PR #3784, opened 2020-09-30
Treating clinician section in profile

achen2401:
Address https://jira.movember.com/browse/TN-2713
Add a Treating Clinician section in the patient profile page for a patient that is part of the sub-study
Changes include:
- adding new Treating Clinician in template and corresponding frontend code to fill Clinician select list via ajax call to clinician service
- add check to display section only if the subject is part of the sub-study (he should have consented to the sub-study)
- bug fix to make sure when saving clinician data, previous careProvider data for organization is not replaced

### DIFF
--- a/portal/static/js/src/modules/TnthAjax.js
+++ b/portal/static/js/src/modules/TnthAjax.js
@@ -296,6 +296,24 @@ export default { /*global $ */
             }
         });
     },
+    "getResearchStudies": function(userId, params, callback) {
+        callback = callback || function() {};
+        if (!userId) {
+            callback({error: i18next.t("User id is required.")});
+            return false;
+        }
+        this.sendRequest("/api/user/" + userId + "/research_study", "GET", userId, params, function(data) {
+            if (data) {
+                if (!data.error) {
+                    callback(data);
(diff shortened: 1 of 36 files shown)


pbugni (approved):
Looks tight - well done.

portal/static/js/src/modules/TnthAjax.js
```diff
@@ -272,6 +272,60 @@ export default { /*global $ */
...
+            callback({error: i18next.t("User id is required.")});
+            return false;
+        }
+        this.sendRequest("/api/user/" + userId + "/research_study", "GET", userId, params, function(data) {
+            if (data) {
+                if (!data.error) {
+                    callback(data);
+                    return true;
+                } else {
+                    callback({"error": i18next.t("Server error occurred retrieving research study information.")});
```
ivan-c, line 311: Are you able to reuse an existing "server error" error string here? I'd prefer not to have a error message (and 10+ translations) for every API we implement

ivan-c (approved):
Looks good! Minor i18n nitpick but ready to merge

※

With the line holding "Address https://jira.movember.com/browse/TN-2713" as the first and the line holding "--- a/portal/static/js/src/modules/TnthAjax.js" as the last, set down that range of the entries above exactly, and nothing else.

> _RESPONSE BOX_
Address https://jira.movember.com/browse/TN-2713
Add a Treating Clinician section in the patient profile page for a patient that is part of the sub-study
Changes include:
- adding new Treating Clinician in template and corresponding frontend code to fill Clinician select list via ajax call to clinician service
- add check to display section only if the subject is part of the sub-study (he should have consented to the sub-study)
- bug fix to make sure when saving clinician data, previous careProvider data for organization is not replaced

### DIFF
--- a/portal/static/js/src/modules/TnthAjax.js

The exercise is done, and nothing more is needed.